Problem: Every line from the first one in the listing down to the line with "blarghmatey, line 71: Is" should be restated word for word.

BEGIN Exercise inputs

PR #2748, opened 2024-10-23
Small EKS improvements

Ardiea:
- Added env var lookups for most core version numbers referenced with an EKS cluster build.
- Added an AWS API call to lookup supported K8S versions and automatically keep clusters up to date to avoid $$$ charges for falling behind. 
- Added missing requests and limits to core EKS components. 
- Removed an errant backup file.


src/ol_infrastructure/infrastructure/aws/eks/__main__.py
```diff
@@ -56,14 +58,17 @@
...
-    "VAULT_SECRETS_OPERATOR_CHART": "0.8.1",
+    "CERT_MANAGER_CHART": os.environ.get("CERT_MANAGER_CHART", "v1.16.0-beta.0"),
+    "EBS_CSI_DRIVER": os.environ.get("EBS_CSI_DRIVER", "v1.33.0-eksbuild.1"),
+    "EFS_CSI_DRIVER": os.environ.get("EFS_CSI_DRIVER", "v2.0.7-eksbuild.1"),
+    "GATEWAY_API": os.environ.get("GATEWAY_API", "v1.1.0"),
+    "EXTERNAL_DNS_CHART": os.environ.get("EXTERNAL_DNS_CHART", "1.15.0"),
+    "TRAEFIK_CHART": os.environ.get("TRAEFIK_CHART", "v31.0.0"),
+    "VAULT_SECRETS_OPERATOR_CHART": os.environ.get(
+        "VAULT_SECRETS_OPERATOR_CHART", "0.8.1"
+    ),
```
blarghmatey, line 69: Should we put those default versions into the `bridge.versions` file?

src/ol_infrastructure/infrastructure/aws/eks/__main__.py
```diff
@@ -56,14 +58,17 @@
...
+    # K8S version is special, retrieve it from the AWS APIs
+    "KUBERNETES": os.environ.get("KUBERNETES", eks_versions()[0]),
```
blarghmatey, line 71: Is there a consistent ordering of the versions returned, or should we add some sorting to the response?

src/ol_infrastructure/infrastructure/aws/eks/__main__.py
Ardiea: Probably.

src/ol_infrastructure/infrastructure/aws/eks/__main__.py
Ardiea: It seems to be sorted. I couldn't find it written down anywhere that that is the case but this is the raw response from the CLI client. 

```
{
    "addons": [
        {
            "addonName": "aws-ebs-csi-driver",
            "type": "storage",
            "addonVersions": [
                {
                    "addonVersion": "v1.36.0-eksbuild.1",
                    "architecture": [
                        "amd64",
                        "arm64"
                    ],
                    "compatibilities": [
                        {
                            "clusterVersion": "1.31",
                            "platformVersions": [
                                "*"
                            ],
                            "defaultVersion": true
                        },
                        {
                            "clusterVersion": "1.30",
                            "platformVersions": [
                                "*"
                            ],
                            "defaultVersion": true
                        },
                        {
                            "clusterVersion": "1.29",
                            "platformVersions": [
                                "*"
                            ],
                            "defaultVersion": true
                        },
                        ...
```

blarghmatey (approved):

END Exercise inputs

Result:
PR #2748, opened 2024-10-23
Small EKS improvements

Ardiea:
- Added env var lookups for most core version numbers referenced with an EKS cluster build.
- Added an AWS API call to lookup supported K8S versions and automatically keep clusters up to date to avoid $$$ charges for falling behind. 
- Added missing requests and limits to core EKS components. 
- Removed an errant backup file.


src/ol_infrastructure/infrastructure/aws/eks/__main__.py
```diff
@@ -56,14 +58,17 @@
...
-    "VAULT_SECRETS_OPERATOR_CHART": "0.8.1",
+    "CERT_MANAGER_CHART": os.environ.get("CERT_MANAGER_CHART", "v1.16.0-beta.0"),
+    "EBS_CSI_DRIVER": os.environ.get("EBS_CSI_DRIVER", "v1.33.0-eksbuild.1"),
+    "EFS_CSI_DRIVER": os.environ.get("EFS_CSI_DRIVER", "v2.0.7-eksbuild.1"),
+    "GATEWAY_API": os.environ.get("GATEWAY_API", "v1.1.0"),
+    "EXTERNAL_DNS_CHART": os.environ.get("EXTERNAL_DNS_CHART", "1.15.0"),
+    "TRAEFIK_CHART": os.environ.get("TRAEFIK_CHART", "v31.0.0"),
+    "VAULT_SECRETS_OPERATOR_CHART": os.environ.get(
+        "VAULT_SECRETS_OPERATOR_CHART", "0.8.1"
+    ),
```
blarghmatey, line 69: Should we put those default versions into the `bridge.versions` file?

src/ol_infrastructure/infrastructure/aws/eks/__main__.py
```diff
@@ -56,14 +58,17 @@
...
+    # K8S version is special, retrieve it from the AWS APIs
+    "KUBERNETES": os.environ.get("KUBERNETES", eks_versions()[0]),
```
blarghmatey, line 71: Is there a consistent ordering of the versions returned, or should we add some sorting to the response?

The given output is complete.